* **WORK ORDER**
Among the lines below, count those with the word "function". Answer with the number only.

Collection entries

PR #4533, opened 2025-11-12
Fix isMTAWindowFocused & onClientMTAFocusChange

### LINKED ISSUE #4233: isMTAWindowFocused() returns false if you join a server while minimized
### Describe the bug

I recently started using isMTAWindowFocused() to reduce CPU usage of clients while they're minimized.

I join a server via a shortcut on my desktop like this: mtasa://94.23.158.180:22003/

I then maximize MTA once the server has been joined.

==

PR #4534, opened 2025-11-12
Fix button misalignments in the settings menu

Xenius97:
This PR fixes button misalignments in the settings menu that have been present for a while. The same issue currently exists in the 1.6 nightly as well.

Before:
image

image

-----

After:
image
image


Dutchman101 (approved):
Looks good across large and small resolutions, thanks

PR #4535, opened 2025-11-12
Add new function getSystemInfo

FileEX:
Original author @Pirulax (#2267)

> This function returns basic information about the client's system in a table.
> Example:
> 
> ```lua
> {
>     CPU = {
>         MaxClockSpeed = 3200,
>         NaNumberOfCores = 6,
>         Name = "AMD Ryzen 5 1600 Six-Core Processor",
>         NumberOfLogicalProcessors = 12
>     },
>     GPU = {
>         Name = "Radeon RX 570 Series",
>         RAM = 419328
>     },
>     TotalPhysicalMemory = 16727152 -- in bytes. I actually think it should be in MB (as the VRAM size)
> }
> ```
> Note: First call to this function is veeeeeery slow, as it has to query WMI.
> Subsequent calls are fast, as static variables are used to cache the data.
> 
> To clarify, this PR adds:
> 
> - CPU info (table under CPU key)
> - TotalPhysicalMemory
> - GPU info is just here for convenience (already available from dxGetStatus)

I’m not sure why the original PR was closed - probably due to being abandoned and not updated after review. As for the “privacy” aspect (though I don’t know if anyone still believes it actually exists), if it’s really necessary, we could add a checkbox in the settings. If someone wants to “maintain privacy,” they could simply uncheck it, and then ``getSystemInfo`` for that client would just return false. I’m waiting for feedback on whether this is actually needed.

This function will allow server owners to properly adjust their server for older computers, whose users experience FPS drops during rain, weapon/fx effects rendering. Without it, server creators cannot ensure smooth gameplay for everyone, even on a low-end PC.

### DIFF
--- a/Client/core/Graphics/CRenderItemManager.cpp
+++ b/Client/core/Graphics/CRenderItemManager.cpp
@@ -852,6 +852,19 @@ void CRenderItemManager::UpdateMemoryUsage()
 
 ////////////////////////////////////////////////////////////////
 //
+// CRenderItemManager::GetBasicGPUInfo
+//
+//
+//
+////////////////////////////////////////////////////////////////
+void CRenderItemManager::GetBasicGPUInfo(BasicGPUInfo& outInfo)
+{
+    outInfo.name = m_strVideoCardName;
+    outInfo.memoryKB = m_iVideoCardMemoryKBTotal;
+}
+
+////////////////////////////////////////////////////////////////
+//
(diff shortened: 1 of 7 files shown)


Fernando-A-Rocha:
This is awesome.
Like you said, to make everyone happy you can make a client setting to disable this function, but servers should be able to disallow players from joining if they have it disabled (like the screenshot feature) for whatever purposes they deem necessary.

* **ANSWER SECTION**
5